Since it seems improbable that our kind of society will ever legislate a return to judicial torture, we have to assume that in arguing as he did Foucault was out to provoke, not to persuade. He dwelt in detail on the sufferings of the regicide so as to make us aware of our own complicity, of the element of fascination present in our response to them. This was to think dangerously, against the grain, as Nietzsche had said a philosopher should. Added to which, in Foucault's case, there was a need to live dangerously, to go to the limit in the body as well as in the mind.

Just how dangerously this discreetly gay Paris professor had lived we didn't learn until some time after his death. In the later 1970s, Foucault was taken up in a big way in the United States, especially at Berkeley, a university noted for its explosive and ambitious radicalism. In breaks from his teaching Foucault made voluptuous excursions into the homosexual counter-culture of San Francisco. James Miller has some uncomfortable pages which itemise the kind of thing Foucault may have got up to there with his fellow S-M adepts, as he lived out the rigmaroles of domination and submission he had earlier uncovered in symbolic form among so many actors in the historical past.

By all accounts, Foucault was excited as never before by what he found in California - the LSD first of all and then the orgiastic sex, which answered to his frequently expressed desire for anonymity, to be 'without a face'. Aids was then only a rumour; but had he known about it, the risks he was taking would only have appealed to him the more. Foucault took an enviably positive view of death: 'To die for the love of boys: what could be more beautiful?' were his words to a gay colleague. It was almost certainly while he was in California that the HIV virus was passed on to him, and back in Paris, in 1984, he died from the results of it, aged 57. The newspapers gave him extraordinary coverage, but none of them hinted, not even those who knew, that he might have had Aids.
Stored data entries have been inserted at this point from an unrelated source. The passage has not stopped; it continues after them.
PR #517, opened 2025-09-23
untar of model in separate rule; only done once

jordandekraker:
I've been finding the run_inference step still pretty slow, especially on clusters where read/write is the major bottleneck. The previous behaviour of this step would untar the nnunet model into a local temporary directory, and then load it into memory. Here we will untar it in the cache directory. This will only need to be done once instead of on a per-subject basis. I hope that this will speed things up a bit. 

If the untar is interrupted, we should be able to --rerun-incomplete, but there could be some concern if it is interrupted so the model dir exists and is called by a different hippunfold run though.

I'm also replacing `cp` with `ln -s`. I think this should be fine since we're not supporting Windows outside of docker anyway

### DIFF
--- a/hippunfold/workflow/rules/nnunet.smk
+++ b/hippunfold/workflow/rules/nnunet.smk
@@ -106,12 +106,12 @@ def get_cmd_copy_inputs(wildcards, input):
     in_img = input.in_img
     if isinstance(in_img, str):
         # we have one input image
-        return f"ln -s {in_img} tempimg/temp_0000.nii.gz"
+        return f"cp {in_img} tempimg/temp_0000.nii.gz"
     else:
         cmd = []
         # we have multiple input images
         for i, img in enumerate(input.in_img):
-            cmd.append(f"ln -s {img} tempimg/temp_{i:04d}.nii.gz")
+            cmd.append(f"cp {img} tempimg/temp_{i:04d}.nii.gz")
         return " && ".join(cmd)
 
 
--- a/hippunfold/workflow/rules/nnunet.smk
+++ b/hippunfold/workflow/rules/nnunet.smk
@@ -111,16 +111,25 @@ def get_cmd_copy_inputs(wildcards, input):
         return " && ".join(cmd)
 
 
+rule unpack_nnunet_model:
+    """ Unpack nnunet model tar to temp folder to check contents"""
+    input:
+        get_model_tar(),
+    output:
+        get_model_tar() + "unpacked",
+    shell:
+        "mkdir -p {output} && tar -xf {input} -C {output}"
+
+
 rule run_inference:
     """ This rule uses either GPU or CPU .
     It also runs in an isolated folder (shadow), with symlinks to inputs in that folder, copying over outputs once complete, so temp files are not retained"""
     input:
         in_img=get_nnunet_input,
-        model_tar=get_model_tar(),
+        model_dir=get_model_tar() + "unpacked",
     params:
         cmd_copy_inputs=get_cmd_copy_inputs,
         temp_lbl="templbl/temp.nii.gz",
-        model_dir="tempmodel",
         in_folder="tempimg",
         out_folder="templbl",
         task=parse_task_from_tar,
@@ -159,15 +168,13 @@ rule run_inference:
     shell:
         #create temp folders
         #cp input image to temp folder
-        #extract model
         #set nnunet env var to point to model
         #set threads
         # run inference
         #copy from temp output folder to final output
-        "mkdir -p {params.model_dir} {params.in_folder} {params.out_folder} && "
+        "mkdir -p {params.in_folder} {params.out_folder} && "
         "{params.cmd_copy_inputs} && "
-        "tar -xf {input.model_tar} -C {params.model_dir} && "
-        "export RESULTS_FOLDER={params.model_dir} && "
+        "export RESULTS_FOLDER={input.model_dir} && "
         "export nnUNet_n_proc_DA={threads} && "
         "nnUNet_predict -i {params.in_folder} -o {params.out_folder} -t {params.task} -chk {params.chkpnt} -tr {params.trainer} {params.tta} &> {log} && "
         "cp {params.temp_lbl} {output.nnunet_seg}"
--- a/hippunfold/workflow/rules/nnunet.smk
+++ b/hippunfold/workflow/rules/nnunet.smk
@@ -116,7 +116,11 @@ rule unpack_nnunet_model:
     input:
         get_model_tar(),
     output:
-        get_model_tar() + "unpacked",
+        Path(download_dir)
+        / "model"
+        / config["resource_urls"]["nnunet_model"][config["force_nnunet_model"]]
+        if config["force_nnunet_model"]
+        else config["resource_urls"]["nnunet_model"][config["modality"]] + "unpacked",
     shell:
         "mkdir -p {output} && tar -xf {input} -C {output}"
 
@@ -126,7 +130,15 @@ rule run_inference:
     It also runs in an isolated folder (shadow), with symlinks to inputs in that folder, copying over outputs once complete, so temp files are not retained"""
     input:
         in_img=get_nnunet_input,
-        model_dir=get_model_tar() + "unpacked",
+        model_tar=get_model_tar(),
+        model_dir=(
+            Path(download_dir)
+            / "model"
+            / config["resource_urls"]["nnunet_model"][config["force_nnunet_model"]]
+            if config["force_nnunet_model"]
+            else config["resource_urls"]["nnunet_model"][config["modality"]]
+            + "unpacked"
+        ),
     params:
         cmd_copy_inputs=get_cmd_copy_inputs,
         temp_lbl="templbl/temp.nii.gz",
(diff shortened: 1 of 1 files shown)


akhanf:
We've been using group: 'subj' on all rules so that with cluster execution, jobs are grouped so every rule from a subject is in the same job. This PR would break this, as it would require some global rule to run before a subject can run.. I've tried to avoid this so the dags for each subject aren't intertwined (ie this is why each subject has copies of template files), as it makes running a hippunfold wrapper difficult otherwise..

Wondering if the slowness you're having is just related to poor network file system performance? Is there more performant local scratch you can use to set as your output folder then copy after? Last I checked into untarring, it took 2-3 seconds when using local disk..

jordandekraker:
this should have the same grouping and be called as often as `download_nnunet_model` just before it. 

I think you're right that untarring is fast, perhaps as fast as cp, but this should still reduce my network file system load. Perhaps making a local scratch output dir would help me, but I often add more subjects as they are collected so its a bit of a pain to sync a copy. Its a good suggestion though, but this PR should still help general runtimes a hair.

akhanf:
Its the unpack_nnunet_model rule that doesn't/can't have the group: subj job grouping, and thus makes it a global rule that has to run once before any subjects

jordandekraker:
right, just like I described and again same as `download_nnunet_model`

akhanf:
Ultimately it would be good to have native windows support even if we aren't there yet.

In any case I'm still not really supportive of this. It would mean two copies exist of each model in hippunfold cache. Also the model tars are not light on number of files (that's the reason they are tarred in the first place), impinging on file number quotas that can be very restrictive on clusters. Could also be sacrificing performance when we are using  fast/local storage for the hippunfold output folder, since then every inference would need to read model data from network drives. 

If you're looking to squeeze performance likely using a local scratch (your compute nodes should have some local disk??) will make everything run alot faster. It's not a difficult workflow adjustment but overall will give you better performance especially since hippunfold has a fair bit of file i/o with small files.

Otherwise I think having this behaviour optional would be better, enabled via a flag.

jordandekraker:
its 7 files * 5 folds, i don't think its going to break the bank. Same size tarred as untarred, and it needs to travel over a network drive either way (whether to scratch first or directly to memory)

for most people this should improve performance without adding any friction. its a change so minor its not worth complicating things with an optional argument. i wasn't really expecting an argument on this but if you really hate it then i'll just forget it

jordandekraker:
also for people who use network drives like we do, it goes from read-write-read to just read. if this is one of the significant bottlenecks then we're cutting 2/3 of the traffic (assuming cpu cost to untar is negligible)

akhanf:
Ah it's only 7*2 files (!)  thats not many at all -- I had in my head there were lots of files -- then I agree and say we go all the way and remove storage of the tars altogether, and just keep the untarred folders in hippunfold_cache. 

At my computer now, so I'll take a quick look at it now to see if a simple and backwards compatible solution without symlinking is possible, otherwise can just set the tar output to temp() or something like that..

akhanf:
Symlinking the input files wasn't working (maybe related to shadow directive), but just copying the input image is pretty minimal.. If this works in your wet run tests could merge it in, should be backwards compatible (will end up replacing the tar files with directories).. 

Btw I encountered a funny snakemake issue just now where the run_inference rule was being run for both hemisphere instances, each with 12 threads, when my machine only has 12 cores.. Not sure why that was happening, maybe something broken in a recent snakemake release? Anyways, something to keep an eye on, the result in this case was one was getting killed with out of memory..

akhanf:
Also fyi untarring on my network drive took 10 seconds- is that close to what you've experienced too?

jordandekraker:
its not the untarring per se that's the issue, its copying to the output directory, then reading from the output directory to memory, then writing to the output directory again (i think). I noticed that sometimes run_inference takes a few minutes while sometimes it takes hours, even with the same cpu & RAM allocation. This sin't a problem if i run only on my local machine & local drives. I suspect its the network traffic in these read/writes, this is quite variable depending on time of day and others' usage. But I haven't broken the rule apart to test it.

akhanf:
have you confirmed that this new version indeed improves runtime? I'm wondering if this is a separate issue than just where the model sits. 

e.g. it could be related to the number of threads used for the nnunet steps prior to inference -- if too large a number, could cause lock-ups.. Right now the threads seems to be hardcoded to the number of threads in the rule, which might be too large.. I'm going to investigate this a bit more..

akhanf:
Also if it is taking hours, wondering if the snakemake scheduler is running multiple runs at once (ie problem I noticed above) causing memory issues and everything grinding to a halt..

jordandekraker:
I was hoping to confirm it in a singularity container so that i don't need to worry about my env in these nodes. 

It is very odd that it tried to use more threads than its allocation for you, but I don't think that's what is causing my issue. I have not proved this but it doesn't smell like it to me

BTW I also switched to `rsync`ing to local scratch and the run_inference and overall hippunfold runtime is way faster, but the rsync to- and from- does take quite a while, especially with all the `.snakemake/metadata`. I suspect i could delete the metadata and rely on update times instead to generate the DAG, but I'm scared to do it

akhanf:
Looking at a run with just profiling by "eye" (e.g. running htop and looking at the process while it runs), memory spikes can be pretty high, e.g. spikes of using up to half my system memory (I have 46GB total memory), and CPU usage is a bit low hovering between 6-8 cores (I have total 12 cores)..  So likely adjusting the threads parameter might speed things up a bit, but my guess is you are running into memory issues causing major slowdowns..

As a side note, one way we could have improved things is make the patch size fully encompass the image-- right now we have:

data shape: (1, 128, 256, 128)
patch size: [112 224  96]

so it's almost the same size but not quite, which means it ends up running 8 inference steps (per fold) instead of just 1, each one just shifted a little bit, so alot of redundancy. Including the 5 folds, this is 336 inferences, versus just 5. So we could have a speed up of 67X if we had done this.. 

To test this out, I just trimmed the input image to size, and the run_inference step goes from taking ~9 minutes on my 12 core machine to just over 1 minute.

If you want to try it out, e.g. can run this before inference:
```
c3d sub-1425/anat/sub-1425_hemi-L_space-corobl_desc-preproc_T1w.nii.gz -trim-to-size 96x224x112vox -o sub-1425/anat/sub-1425_hemi-L_space-corobl_desc-preproc_T1w.nii.gz
```
(note the shape is transposed)

Here is what a 1 minute inference looks like:

image

and here it is with the original size T1w overlaid to see how much is cropped..
image


It is cutting it close, but wondering it if makes sense to do this, then see if the resulting segmentation is too close to the edge, and re-run with original cropping if so..

akhanf:
our patching approach (running 8 runs with almost entirely overlapping patches) is effectively like a kind of test-time augmentation, but not a very effective one I think, so I don't think there would be much downside actually trimming the image down before inference, at least worth a shot..

akhanf:
> I was hoping to confirm it in a singularity container so that i don't need to worry about my env in these nodes.
> 
> It is very odd that it tried to use more threads than its allocation for you, but I don't think that's what is causing my issue. I have not proved this but it doesn't smell like it to me

see my below comment about memory usage, very likely the culprit especially if you're on a shared machine where available memory might go up and down depending on others.. 

> 
> BTW I also switched to `rsync`ing to local scratch and the run_inference and overall hippunfold runtime is way faster, but the rsync to- and from- does take quite a while, especially with all the `.snakemake/metadata`. I suspect i could delete the metadata and rely on update times instead to generate the DAG, but I'm scared to do it

I wouldn't rsync everything there and back each time, rather have a wrapper that just runs a subject, setting output folder to local scratch, then after the run, copy only that **subject**folder back (not the .snakemake folder). Ya you won't be able to resume runs later but overall will be alot faster..

jordandekraker:
hmm as i recall nnunet set the patch size automatically during prepare_and_preprocess, and i was scared to change it for fear of exceeding gpu memory during training (would have been in like 2019, so i'm a bit foggy on this). We can't change the patch size during inference since they need to fit into the network properly. Trimming the image to the patch size is interesting, but runs the risk of cutting off tissue, especially if `--rigid-template-reg` is turned on. We could possibly avoid this by using the "rough" segmentation we get for Dice scores to trim (in the past we did this to speed up the volumetric Laplace solver).

My run_inference times using local scratch have gone down to 2-6 mins, so i'm quite confident that network traffic was the culprit. Other rules are also exponentially faster. I just singled out run_inference to improve in this PR because its network traffic was especially high (models are 2+GB and there were 2 extra read/writes). Now that I'm down to a couple minutes of runtime using localscratch, I'm not too worried about further optimization. 

I wonder if there's a way we can make this easier for users. We can recommend in the Docs for users select a local directory as their output, and mv afterwards if needed. But I wonder if there's a snake-ier way to do this..

akhanf:
Ya patch size is set automatically based on the GPU memory size hardcoded in nnunet, so something to consider for new models -- I agree the trimmed approach would take some effort and not a huge gain since inference isn't taking that long in the first place..

For making it easy for the user to run on local disk, I would recommend building that into the run_quick script -- it already uses a tempdir customisable for the user for the input bids dataset, so wouldn't be much work to have it use for the output as well copying afterwards. I'll ask copilot to do it lol..

PR #521, opened 2025-10-01
Cleaner wet-run testing changes (move from setup-wetrun-testing)

Dhananjhay:
Same as PR #496 but cleaner


jordandekraker:
Hi DJay,

This looks great and I'd be happy to go ahead and merge, but before I do:
Is there any way we could view the png in browser instead of having to download it?

Dhananjhay:
Hey @jordandekraker,

Happy to merge this PR as well but I remember discussing with @akhanf that we might want more qc tabular results... Can always open a new PR for that. Thoughts? 

Also, seems like github has an open issue about displaying artificats in a browser: https://github.com/actions/upload-artifact/issues/14.

PR #533, opened 2026-01-28
WIP - Patch atlas syncing logic

Dhananjhay:
Swap git atlas syncing with downloading and extracting atlases from zenodo instead


Dhananjhay:
Patched in PR (#531), closing...

PR #534, opened 2026-01-31
change unfold space during construction

akhanf:
- sets the (unfoldrot) space by construction instead of at the end
- required some fixes since the unfold vol/surf spaces used in the atlas_gen rules differed from the participant-level analyses


akhanf:
~TODO: check if flip z is actually needed in the config~

PR #557, opened 2026-06-17
Fix push docker CI

Dhananjhay:
This PR is in regards to issue #548. Currently, the docker build is failing because gh servers are running out of space during the process.


akhanf (approved):
Thanks for sorting this out!

Issue #564, opened 2026-08-23
hippunfold command missing from container in dev-v2.0.0 (only hippunfold-quick is exposed)


RicardoRios46:
The hippunfold main CLI command is not available inside the khanlab/hippunfold:dev-v2.0.0 container, while hippunfold-quick is present. This cause me some issues while trying to run the hippunfold container as a containered rules inside my snakemake workflow.

Steps to reproduce
```bash
apptainer pull docker://khanlab/hippunfold:dev-v2.0.0
apptainer shell hippunfold_dev-v2.0.0.sif
Apptainer> which hippunfold
Apptainer> which hippunfold-quick
/usr/local/bin/hippunfold-quick
```

No output for hippunfold (command not found).

PR #565, opened 2026-08-23
Add docker wrapper for hippunfold command to be exposed to apptainer

RicardoRios46:
suggested  fix  for #564 

Claude helped me with this one. Apparently "apptainer exec" bypass the image entrypoints created by pixi entirely. Copying the wrapper for hippunfold-quick (which is working fine) should expose hippunfold to the apptainer exec too.

claude explanation in case it helps:
"Because ENTRYPOINT ["/app/entrypoint.sh"] is what activates the pixi environment (via pixi shell-hook), hippunfold only resolves on $PATH when the container is run through its entrypoint (docker run/apptainer run). Any invocation that bypasses the entrypoint — notably apptainer shell / apptainer exec, common for interactive debugging — leaves the pixi env unactivated, so hippunfold, python3, and pip are all missing from $PATH, while hippunfold-quick still works because it has its own static wrapper."


RicardoRios46:
The following command correclty outputs the help

```
apptainer exec hippunfold_dev-v2.0.0.sif /app/entrypoint.sh /src/hippunfold/run.py --help
```

Note: the first commit was using "hippunfuld" instead of poiting to "/src/hippunfold/run.py" which also seems to work. I am using run.py to match the quick wrapper.

PR #14, opened 2023-01-25
[ARC-532] Enable Pylint and fix issues

SamTheisens:
branch: feature/ARC-532-introduce-pylint


ewaldschrader (commented):
Walked through it with Sam. 

TO DO: 
add comment for overrides
create failure scenario when k8s parsing failed
v1_probe:  add type

PR #33, opened 2023-02-18
[ARC-579] Add custom (rich) logger

SamTheisens:
branch: feature/ARC-579-improve-logging-readability


ewaldschrader (approved):

ewaldschrader:
I tried testing this branch, but I'm not seeing any changes to the logging format when I run the example project. Am I missing something?

SamTheisens:
> I tried testing this branch, but I'm not seeing any changes to the logging format when I run the example project. Am I missing something?

Are you running them through the dagit UI? Indeed there is no change visible there. But if you run via `pipenv run run` (like in Jenkins) you should be seeing the difference.

PR #40, opened 2023-03-02
[ARC-584] Conditionally load mpyl from lib or sources

SamTheisens:
depending on whether we run a local or ci build

branch: feature/ARC-584-clean-up-mpyl-example-and-try-to-use-it-as-the-main-runner


ewaldschrader (commented):
Looks good to me. One thing: when doing a local & dryrun, it still does the deploy to kubernetes step. I guess we should change that.

SamTheisens:
> Looks good to me. One thing: when doing a local & dryrun, it still does the deploy to kubernetes step. I guess we should change that.

I just check from my machine (`pipenv run run`) and I can't reproduce. Could it be that it _looks_ like it's doing a deploy? You will see a `yaml` dump during the dry run

PR #42, opened 2023-03-02
[ARC-524] Add Step to deploy job to K8s

ewaldschrader:
branch: feature/ARC-524-K8s-deploy-job


src/mpyl/steps/deploy/k8s/chartbuilder.py
```diff
@@ -249,10 +249,14 @@ def to_ingress_routes(self) -> Optional[V1AlphaIngressRoute]:
...
 
 class JobChartBuilder(ChartBuilder):
-    def to_chart(self, ) -> dict[str, str]:
+    def to_chart(self) -> dict[str, str]:
         chart = {'deployment': to_yaml(self.to_deployment()),
-                 'serviceaccount': to_yaml(self.to_service_account()),
-                 'job': to_yaml(self.to_job())}
+                 'serviceaccount': to_yaml(self.to_service_account())}
+
+        if self.step_input.project.kubernetes.cron:
```
koeves, line 256: Maybe it would be nicer to create a `Kubernetes CronJob Deploy` step? Then we can have separate job and cronjob builders

tests/steps/deploy/k8s/test_chart_builder.py
```diff
@@ -80,6 +81,13 @@ def test_should_validate_against_crd_schema():
...
+def test_service_chart_roundtrip(template):
+    charts = _build_chart(ServiceChartBuilder())
     _roundtrip(template_path, template, charts)
+
+
+@pytest.mark.parametrize('a',
+                         ['configmap', 'cronjob', 'scheduledsparkapplication', 'sealedsecret', 'serviceaccount'])
+def test_job_chart_roundtrip(a):
+    charts = _build_chart(JobChartBuilder())
+    _roundtrip(job_template_path, a, charts)
```
koeves, line 93: This test is still failing because of a key error. Probably related to how these yamls were generated, which I am unsure of if I did the correct thing

tests/stages/test_discovery.py
```diff
@@ -20,7 +20,8 @@ def test_should_find_invalidated_test_dependencies(self):
         assert len(
             find_invalidated_projects_for_stage(projects, Stage.BUILD, [History(0, "revision", touched_files)])) == 1
         assert len(
-            find_invalidated_projects_for_stage(projects, Stage.TEST, [History(0, "revision", touched_files)])) == 2
+            find_invalidated_projects_for_stage(projects, Stage.TEST, [
+                History(0, "revision", touched_files)])) == 2  # TODO: the tests say it's one, not sure what's changed
```
koeves, line 24: This is equal to 1 now, was like that before my changes as well. Not sure what changed here

src/mpyl/steps/deploy/k8s/chartbuilder.py
SamTheisens: We could do it that way. Not sure which is cleaner. If we create separate jobs there's a possibility to misconfigure i.e. a `Deploy Cron Job` without the cron field set for example.

PR #51, opened 2023-03-14
feature/ARC 524 K8s deploy job fixup

SamTheisens:
- Reusable logic between job and service is done via extracted method  (favor composition over inheritance). The same goes for the chart generation.
 - A single job type doing both cron and normal job. Curious to know if you think that’s the right way to go
Included standard k8s crd schema into project.yml I tried referring to the original schema via url, but with overrides. That didn’t work because json schema v7 doesn’t support such things. I tried a later version but still didn’t get it to work. So I ended up copy/pasting.
 - Using standard k8s model objects so we don’t need to create our own DTO https://github.com/Vandebron/mpyl/commit/d9f209fe030f701d868c9d1671a3706e9b88a672#diff-f2e93ed09e3ea127c21228d5487fed442fe1b3364117f6a7ec4705cd660a72a0R151-R157


koeves (approved):
Nice improvements! It's fine to do jobs and cronjobs within one step I think. The code is not complicated, and there are only these two types of jobs that we have..

PR #64, opened 2023-03-21
[ARC-610] Switch notification channel to project-mpyl-notifications

Jorg88:
branch: feature/ARC-610-switch-notification-channel


koeves (commented):
Looks good! Provided we confirm what's up with the lock file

The truth, however, was that Foucault had in part willed his death, and it is that final convergence of his life's experience with his philosophy that has surely caused the biographers to arrive in numbers. In no time at all we have had three Lives of Foucault. The first, by Didier Eribon, was a cautious affair, too taken up with the strategic ins and outs of his academic life in France. The second and third have appeared, whether by design or not, in the same week: one of them is British, the other, James Miller's, American. Of the three, Miller's is far and away the most robust, intelligent and valuable, an outstanding intellectual biography of an elusive thinker whose ideas have never before seemed so coherent or so genuinely respectable. Miller has been to the philosophical sources to which Foucault himself went and his accounts of the major books are conspicuously thorough and definitive. The Passion of Michel Foucault is at once a humane and an essential book.

David Macey is unfortunate to have had his Life come out simultaneously with Miller's; at any other time it might have seemed worthy enough. But by comparison, The Lives of Michel Foucault is pedestrian, strong on the facts of Foucault's life (of which Macey gives many that Eribon and Miller either didn't know or decided to leave out), but timid and routine in the account it gives of Foucault's ideas. Foucault above all demands that whoever writes about him rise to an arduous occasion; of those who have tried so far, James Miller alone has done so.